As I try to narrate everything possible for the benefit of my 10 month old son, Arlo, I constantly find myself saying things that I wouldn’t normally say in the course of an ordinary day. I say things like, “Daddy is fully extending his pale, white arm, to scratch the ear of the old, grey cat that we call Nona.” I realize that it must sound incredibly stupid to those around me, but, as I’m convinced that it’s making him smarter, I keep doing it. Well, this weekend, while making our way back from Chicago, I found myself holding my son in one arm, while standing at the urinal of a western Michigan Panera.
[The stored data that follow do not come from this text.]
Issue #334, opened 2023-06-28
isort 5.12 not supported


hogru:
**Describe the bug**
Well, somewhere in between a bug and a feature request. `FawltyDeps` has a dependency of `isort = ">=5.10,<5.12.0"`, but the current version of `isort` is v5.12. Hence, `FawltyDeps` can not be installed in environments with a `isort = "^5.12.0"` dependency.

**To Reproduce**
`poetry add fawlty` in a project with isort = "^5.12.0" in its `pyproject.toml` file.

**Expected behavior**
Support `isort` v5.12 and change the corresponding dependency in `pyproject.toml`.

**Environment**
 - OS name + version: macOS 13.4.1
 - Version of the code: `FawltyDeps` v0.11, `poetry` v1.5.1

**Additional context**
None

jherland:
This limit was put in place in 828a5eaa345d80df5174a3464cc58fea5187923f, due to isort v5.12 dropping support for Python v3.7, which we (at that point, at least) wanted to keep supporting.

I'll take a closer look to see if (a) we can find some way around this where the isort `<5.12.0` constraint is only applied when on Python v3.7, or (b) reconsider whether we drop Python v3.7 support ourselves, now that [it was EOLed a couple of days ago](https://devguide.python.org/versions/).

hogru:
Thank you @jherland for the swift response. Understood, and looking forward to checking my dependencies once this can be implemented. Thank you for the nice idea/package.

jherland:
Thank you for reporting! I just posted PR #335 to fix this. Might take a while to get reviewed/merged/released, as our team members are mostly busy with other projects these days.

hogru:
That was fast! 😃  Thank you, @jherland and @mknorps. Will check once released.

PR #335, opened 2023-06-30
Allow isort >= 5.12 when running on Python > 3.7

jherland:
Fixes issue #334.


mknorps (approved):
Checked for both cases (3.7 and 3.8+). Works well, thank you @jherland 🎉

PR #336, opened 2023-07-03
Upgrade our dev env to use Python v3.11 by default

jherland:
Python v3.11 has been stable for a while, and there's no good reason for
us to stick with v3.10 in our default development environment.

This series modernizes our `shell.nix` and helps prepare for introducing
Python v3.12 support at a later date.

Also switch the `format` action in GitHub CI from Python v3.10 to v3.11.

Commits:
- `shell.nix`: Use `fetchTarball` instead of `fetchGit`
- `shell.nix`: Update our development environment
- `pyproject.toml`: Update `codespell` to support being run with Python v3.11
- `shell.nix`: Switch to Python v3.11 as the default in our dev shell
- `.github/workflows/format.yaml`: Switch format check in CI: 3.10 -> 3.11


Nour-Mws (approved):
The changes makes sense, as does the Nix syntax for a casual reader (me).

PR #215, opened 2021-11-07
Random Respawn when without Bed

rockedsocks:
Player now semi-randomly respawns when there is no bed.

i have had my will finally broken and have resorted to using the built in github.com editor

:(


Makkkkus:
👏🏻 👏🏻 👏🏻

PR #220, opened 2021-11-28
Fix for illogical Obsidian and additional tiles

### LINKED ISSUE #219: [FEATURE] Adding raw obsidian for logic reasons and corresponding Decor Tiles
**Additional Info (12/07/2021):**
Add DecorTiles for more tile diversity. 

The way water and lava make obsidian “planks” makes no sense and is illogical.

I recommend changing the texture and name to something like “Raw Obsidian” can be a new tile which in this case can be mined and used to make Obsidian Planks.

**Describe alternatives you've considered**
An alternative that requires less coding is renaming it to obsidian and changing the texture.

Litorom:
Fix for illogical Obsidian and additional tiles such as Stone (Raw), Ornate Stone, and Obsidian Tiles.
Fixes #219.


Makkkkus:
Will have to bugfix this, but it seems to work.

Issue #218, opened 2021-11-26
Typing certain chars in Inventory Searcher causes crash


Litorom:
**Describe the bug**
Typing certain chars such as “(“, “[“, “{“ into Inventory Searcher causes a crash

**Desktop (please complete the following information):**
 - OS: Windows 11
 - Version 2.0.7+

PR #221, opened 2021-11-28
Fix that certain characters crash Inventory Search

alice39:
This is because of String#replaceAll uses regex, which it is asking
some regex pattern thereby now it's changed it to String#replace because
it doesn't use regex, avoiding this crash when typing characters like
"{", "[" or "("

This fixes related issue #218
image


Litorom:
Fixes #218

Issue #211, opened 2021-10-30
Game crashes when pressing ESC after deleting world


SashaTalk:
Game crashes when jumping to previous menu after world deleting

**Steps to reproduce the behavior:**
1. Start game
2. Select "Singleplayer"
3. Press "D"
4. Press "Enter" to delete highlighted world
5. Press "Enter" again to confirm deleting
6. Press "ESC"
7. Press "Enter"

**Expected behavior**
Game crashed after pressing "Enter"

**Video**
https://user-images.githubusercontent.com/76222964/139535643-43937bff-3640-4f4a-8c2f-f6c7e89a7093.mp4

**Desktop:**
 - OS: Microsoft Windows 10 21H1 (10.0.19043.1288)
 - Version 2.0.7

Makkkkus:
I cannot replicate the problem.

lino-levan:
I was able to replicate the error. May look into fixing this is a little bit.

https://user-images.githubusercontent.com/11367844/143929670-099571a3-08c4-446f-bd8b-0aa6196faec9.mp4

Makkkkus:
Aha

Litorom:
This code appears to be what the error shows, line 77.

for (File file : list) {
	file.delete();
}
world.delete();

lino-levan:
Can confirm. Replacing it with:

```java
if(list != null) {
  for (File file : list) {
	  file.delete();
  }
}
```

Fixes the crash but the real question is why does pressing "esc" return to the delete world menu?

Litorom:
This is where the “ESC” key usage is used.
https://github.com/chrisj42/minicraft-plus-revived/blob/master/src/main/java/minicraft/screen/Display.java
Brings you back to the previous menu. This must be changed so you can’t do that in this menu.

lino-levan:
@Makkkkus Should this issue be closed?

PR #223, opened 2021-11-30
Fix parent when going back to World Select Display

alice39:
When action is done either copy, rename or delete
this goes from World Select Display to World Edit
Display thereby that minicraft.core.Updater class
set the new parent to new menu that is World Edit
Display, but when it goes from World Edit Display
to World Select Display, minicraft.core.Updater
class initializes it with World Edit Display so
when user tries to exit from menu, it'll go back
again to previous World Edit Display. To avoid
this bug, World Select Display will select parent
correctly when editing process started if given
conditions are true that means that will pick
the select's parent from edit's parent what it'll
result as the initial parent

This fixes related issue #211
also I'm not sure if this might have another good fix for this bug but this is what it reaches first to me

### DIFF
--- a/src/main/java/minicraft/screen/WorldSelectDisplay.java
+++ b/src/main/java/minicraft/screen/WorldSelectDisplay.java
@@ -110,7 +110,14 @@ public class WorldSelectDisplay extends Display {
 	
 	@Override
 	public void init(Display parent) {
-		super.init(parent);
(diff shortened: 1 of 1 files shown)


Litorom (commented):
Seems to work, cannot test at time of this comment.

lino-levan:
I imagine that this works but I feel like this should be more configurable? I can't think of a better way of doing it off the top of my head though.

PR #227, opened 2021-12-03
Fixed issue where entity despawned in player's sight

### LINKED ISSUE #148: Animals dissapear
Animals disappear after a while regardless if it is in view or not. Functionality should be added to keep animals, and de-spawning should be prevented while in view.

lino-levan:
Fixed #148


Makkkkus:
Very good

PR #233, opened 2021-12-08
Cleaned up code

lino-levan:
- Removed a lot of unused imports
- Cleaned up some code that was technically deprecated

### DIFF
--- a/src/main/java/minicraft/core/io/Localization.java
+++ b/src/main/java/minicraft/core/io/Localization.java
@@ -48,7 +48,7 @@ public class Localization {
 		if (key.matches("^[ ]*$")) return key; // Blank, or just whitespace
 		
 		try {
-			double num = Double.parseDouble(key);
+			Double.parseDouble(key);
 			return key; // This is a number; don't try to localize it
 		} catch(NumberFormatException ignored) {}
 		
--- a/src/main/java/minicraft/entity/furniture/Furniture.java
+++ b/src/main/java/minicraft/entity/furniture/Furniture.java
@@ -52,7 +52,7 @@ public class Furniture extends Entity {
 	@Override
 	public Furniture clone() {
 		try {
-			return getClass().newInstance();
+			return getClass().getDeclaredConstructor().newInstance();
 		} catch (Exception ex) {
 			ex.printStackTrace();
 		}
--- a/src/main/java/minicraft/entity/mob/RemotePlayer.java
+++ b/src/main/java/minicraft/entity/mob/RemotePlayer.java
@@ -7,7 +7,6 @@ import org.jetbrains.annotations.Nullable;
 
 import minicraft.core.Game;
 import minicraft.core.io.InputHandler;
-import minicraft.entity.ClientTickable;
 import minicraft.entity.Direction;
 import minicraft.entity.Entity;
 import minicraft.entity.furniture.Bed;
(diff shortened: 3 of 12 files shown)


src/main/java/minicraft/entity/furniture/Furniture.java
```diff
@@ -52,7 +52,7 @@ public Furniture(String name, Sprite sprite, int xr, int yr) {
 	@Override
 	public Furniture clone() {
 		try {
-			return getClass().newInstance();
+			return getClass().getDeclaredConstructor().newInstance();
```
Makkkkus, line 55: Scary code

src/main/java/minicraft/core/io/Localization.java
```diff
@@ -48,7 +48,7 @@ public static String getLocalized(String key) {
 		if (key.matches("^[ ]*$")) return key; // Blank, or just whitespace
 		
 		try {
-			double num = Double.parseDouble(key);
+			Double.parseDouble(key);
```
Makkkkus, line 51: Is this necessary?

src/main/java/minicraft/entity/mob/RemotePlayer.java
```diff
@@ -18,7 +17,7 @@
 import minicraft.level.Level;
 
 /** This is used for players in multiplayer mode. */
-public class RemotePlayer extends Player implements ClientTickable {
+public class RemotePlayer extends Player {
```
Makkkkus, line 20: Are you sure this won't break something?

src/main/java/minicraft/saveload/LegacyLoad.java
```diff
@@ -104,7 +104,6 @@ public void loadFromFile(String filename) {
 			br = new BufferedReader(new FileReader(filename));
 			
 			String curLine;StringBuilder total = new StringBuilder();
-			ArrayList<String> curData;
```
Makkkkus, line 107: Please don't touch LegacyLoad. It is called that for a reason.

src/main/java/minicraft/screen/TitleDisplay.java
```diff
@@ -23,7 +21,6 @@
 import minicraft.level.Level;
 import minicraft.screen.entry.BlankEntry;
 import minicraft.screen.entry.LinkEntry;
-import minicraft.screen.entry.ListEntry;
 import minicraft.screen.entry.SelectEntry;
```
Makkkkus, line 24: Good

src/main/java/minicraft/core/io/Localization.java
lino-levan: Technically not _necessary_, but removing unnecessary variable declarations/assignments is probably a good idea.

src/main/java/minicraft/entity/mob/RemotePlayer.java
lino-levan: Player already implements ClientTickable, so this is unneeded verbosity imo

src/main/java/minicraft/saveload/LegacyLoad.java
lino-levan: Fair, I will remove this

src/main/java/minicraft/entity/furniture/Furniture.java
lino-levan: How so? `getClass().newInstance()` skips compile-time checks of constructors. I would rather get a compile error (with `getClass().getDeclaredConstructor().newInstance()`) than a runtime error from this.

src/main/java/minicraft/screen/TitleDisplay.java
lino-levan: :)

src/main/java/minicraft/entity/furniture/Furniture.java
Makkkkus: Thank you for explaining

Issue #241, opened 2021-12-13
Remove green dots from dirt dungeon tile texture


pelletsstarPL:
![obraz](https://user-images.githubusercontent.com/54317957/145837731-36e4c524-e059-40fc-be8d-b4257d78c399.png)
Those green dots make it look weird tbh
On screenshot you have how you can improve it.

TheBigEye:
🤔

TheBigEye:
I think this should be closed

PR #243, opened 2021-12-26
Remove green dots from dirt dungeon tile texture

TheBigEye:
Removed green dots and updated the texture of the dungeon dirt tile:

image

 This solves #241


TheBigEye:
I can't believe it was very easy ._.

Makkkkus:
👍🏻

Issue #200, opened 2021-09-07
FPS doesn't match settings


Makkkkus:
When I set my FPS to 60 in the settings the actual FPS is closer to 47.

Litorom:
Issue #200!! We have 200!!!

lino-levan:
> When I set my FPS to 60 in the settings the actual FPS is closer to 47.

How did you test this? Is there an in-game counter for FPS hidden somewhere?

Makkkkus:
> How did you test this? Is there an in-game counter for FPS hidden somewhere?

F3

lino-levan:
Don't know why I didn't think of that

PR #252, opened 2022-01-10
Fixed FPS not matching in-game cap

lino-levan:
Does anyone know why there was the 2 millisecond pause in the main game loop? I haven't experienced any issues from removing it and now the game runs perfectly at the fps cap.

### DIFF
--- a/src/main/java/minicraft/core/Initializer.java
+++ b/src/main/java/minicraft/core/Initializer.java
@@ -118,12 +118,6 @@ public class Initializer extends Game {
 				unprocessed--;
 			}
 			
-			try {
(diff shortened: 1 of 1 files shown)


lino-levan:
I should mention that this closes #200.

Makkkkus:
Really good work!

alice39:
This change sadly makes Minicraft use more CPU usage from 30% to 70% in my laptop that is not that good of specifications, but yeah it solves FPS issue

lino-levan:
We really need to work on a better game loop I would say... we are literally just running a while(true) loop essentially in the background as our main game loop.

PR #259, opened 2022-01-16
Achievable Achievements Part 1

Litorom:
Included
+Added Debug for when an Achievement's data is changed (either achieve or unachieve)
+Made "Fashion Show", "Defeat... the air?", "An airy feat!", and "Demolition Demo" all achievable.

### DIFF
--- a/src/main/java/minicraft/screen/SkinDisplay.java
+++ b/src/main/java/minicraft/screen/SkinDisplay.java
@@ -103,6 +103,9 @@ public class SkinDisplay extends Display {
 
     @Override
     public void onExit() {
+		// Achieve Fashion Show:
+		AchievementsDisplay.setAchievement("minicraft.achievement.skin", true);
+
 		// Save the selected skin.
 		new Save();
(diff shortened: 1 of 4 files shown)


src/main/java/minicraft/screen/SkinDisplay.java
```diff
@@ -103,6 +103,9 @@ public SkinDisplay() {
 
     @Override
     public void onExit() {
+		// Achieve Fashion Show:
+		AchievementsDisplay.setAchievement("minicraft.achievement.skin", true);
```
Makkkkus, line 107: Shouldn't this be achieved when opening the menu?

Litorom: Why? If you just open the menu you are only viewing skins not causing an update.
This is also better if you don’t want to change your skin just select the same exact skin.

Makkkkus: 👍🏻

PR #269, opened 2022-02-10
Increase vanilla ID limit to 32768

PseudoDistant:
Still no method of converting old torch tiles in old worlds, since torch tiles now start after 16384.


PseudoDistant:
Never mind, seems it will fetch from the name. :/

And, after scanning the room quickly for folks who may not appreciate incredibly detailed urination commentary, I went into play-by-play mode. “Daddy is taking out his penis with his right hand,” I said slowly, clearly articulating every syllable, as he looked on silently. And, it was at that moment, that I heard a tiny, muffled cough from behind me, emanating from one of the stalls. I should have immediately addressed the fellow, saying something like, “You can’t hear him, but I’m holding a baby right now, and I think that it’s important for him to understand the steps involved in male urination,” but instead I just continued on with the act in silence, allowing the man on the other side of the thin, metal door to imagine the worst, as he struggled to shit out his sausage asiago bagel. And I’m truly sorry about that.
Connect










15 Comments
Someone should tell this man that he can come out of his stall.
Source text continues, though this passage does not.